路地が細く入り組んでいるため、救急車はエリア内まで入ってこない。
救急車は町会地内を囲む広めの通りに停車して、救急隊員はそこから走って現場に向かう。そして、現場で患者を担架に載せて大通りの救急車まで運び、病院に搬送する。

ところが「担架で迎えに来るのでなくて、自宅前まで救急車に入って来てほしい」と、ある住民から要望が挙がった。「こういうことは個人で訴え出てもらちが明かないだろうから、町会からの要望として伝えてほしい」とのこと。

元民生委員さんは、長年地域のお世話役を一手に引き受けてこられた歴戦の猛者で、防災士の資格も持っておられる。わたしはその足元にも及ばぬ若輩者とはいえ、元民生委員さんにしろ、わたしにしろ、本件につきましてはうすう結論お察しなのだ。
それでもいいから、とにかく一緒に出張所に行って要望を伝えましょうということで、今般、連れ立って出かけた次第。行動に移すところに意義がある。

消防車は狭い路地でも入るけど、救急車は入れない

消防署からは「消防車は狭い路地でも入っていくけど、救急車は入れない」とのご回答。

迎えに行った後、向きを変えたり、狭隘な路地をゆっくり走って抜けなければいけないことを考えたら、大きい通りに救急車を止めて、人が走って担架で迎えに行った方が早いそうです。

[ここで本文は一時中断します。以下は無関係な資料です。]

PR #330, opened 2026-07-02
docs: support registry-level scopes in trust policy

### LINKED ISSUE #289: Support specifying multiple registries in the trust policy
From the [trust policy spec](https://github.com/notaryproject/specifications/blob/main/specs/trust-store-trust-policy.md#registry-scopes-constraints), it requires users to specify a list of one or more fully qualified repository URIs in the `registryScopes`. 

However, this requirement limits the verification scope to repository level and narrows the verification scenario. If users want to specify all repositories under multiple registries in the `registryScopes`, it will be inconvenient. 

I would suggest extending the scope to registry level. It will enable users to specify not only repositories but also registries in the `registryScopes`. 

For example:

```
"registryScopes": [
              "registry.acme-rockets.io",
              "wabbit-networks.io"
            ]
```

rgnote:
Extend `registryScopes` in the OCI trust policy to accept a registry host (a value with no `/` separator) in addition to a fully qualified repository URI. A registry scope applies the policy to every repository in that registry, which addresses the operational pain of enumerating a fully qualified URI per repository when trust is reasoned about at the registry (e.g. account+region) boundary.

To keep the "exactly one applicable policy per artifact" invariant, the scope forms are given an explicit specificity ordering (repository > registry > global) and the most specific match wins, so a repository level exception can coexist with a broader registry or global policy. Matching is defined as exact, case-sensitive string comparison with no reference expansion, prefix matching, or case folding.

Resolves #289


specs/trust-store-trust-policy.md
```diff
@@ -394,13 +427,20 @@ Timestamp countersignature verification is a multi step process performs the fol
 ##### OCI Trust Policy Constraints
 
 - Each trust policy MUST contain scope property `registryScopes` and the scope collection MUST contain at least one value.
-- The scope MUST contain one of the following:
-  - List of one or more fully qualified repository URIs.
+- Each value in the scope collection MUST be one of the following:
+  - A fully qualified repository URI of the form `${registry-name}/${namespace}/${repository-name}`.
```
yizha1, line 431: What is the behavior if a user specify `${registry-name}/${namespace}`, for example `registry.acme-rockets.io/software/`, does it mean all the repositories under software follow the specific policy?

yizha1 (commented):
Thanks @rgnote left one comment.

specs/trust-store-trust-policy.md
rgnote: Thanks for the comment @yizha1 

We accept only 1) a repository path, or 2) a registry path, or 3) a wildcard. 

If a user provides `registry.acme-rockets.io/software/`, it is considered as a bad input since it does not belong to any of the three acceptable inputs (because of the trailing slash)

yizha1: I didn't make my question clear. For example, for these two repos, `registry.acme-rockets.io/software/acme` and `registry.acme-rockets.io/software/acme`, they shared the same policy, can I use `registry.acme-rockets.io/software` to match these two repo, so that I don't have to specify each of them in the policy.

rgnote: Thank you for the clarification. I now understand the question. 

To answer the question, no, we are not supporting partial trust anchors in this revision, mostly to keep the specification simple and easy to reason about. Let me know if it is a MUST requirement that we need to support it in this revision.

yizha1: Hi @rgnote no, it's not a MUST, and we can consider it in the future if there are more customer asks. I would suggest making it clear in the spec this case is not supported.

rgnote: Added some wording to clarify this.

yizha1 (approved):
LGTM. Thanks @rgnote 
We can support more cases in the future.

rgnote:
Thanks, @yizha1. Tagging @gokarnm and @shizhMSFT if they can review this PR.

rgnote:
@yizha1 

Looks like I need 2 more approvals before I can merge this. Can someone from Microsoft review this?

yizha1:
@toddysm would you mind taking a look at this PR?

ちなみに、消防車は引き返すときに時間がかかってもいいので、帰りのルートを心配せずにどんどん細い道に入っていくのだそうだ。火事を消すために現場に急行する必要はあるものの、火が消えたらそんなに急いで帰らなくてもいいからだ。
だが、救急車はそうはいかない。一刻も早く、かつ安全に患者を病院に運ばねばならない。搬送にかかる時間を少しでも短くする必要がある。

そうですよねえ。
わたしも元民生委員さんも、予想どおりのご回答。
それは要望を挙げた人にとっても同じかもしれない。

『苦情』ではなく『要望』で

「何で来てくれないの?」というモヤモヤの根っこ

ただ、搬送される家族を見守る身としては、雪や雨が降る中、ストレッチャーに載せられて運ばれる病人がかわいそうという気持ちがどうしてもあるようだ。
「消防車は入ってきてくれるのに、なんで救急車はここまで来てくれないの?」というモヤモヤもあるらしい。
その気持ち、わかるなあ。

話によると、今回の要望を挙げたご主人は、お母上がご存命中、心臓の持病で何度か救急車を呼んだことがある。
一度だけ、どうしてもとお願いして自宅まで迎えに来てもらった。
わたしは恐らくそのときの救急車が町会地内を通過するのを見た。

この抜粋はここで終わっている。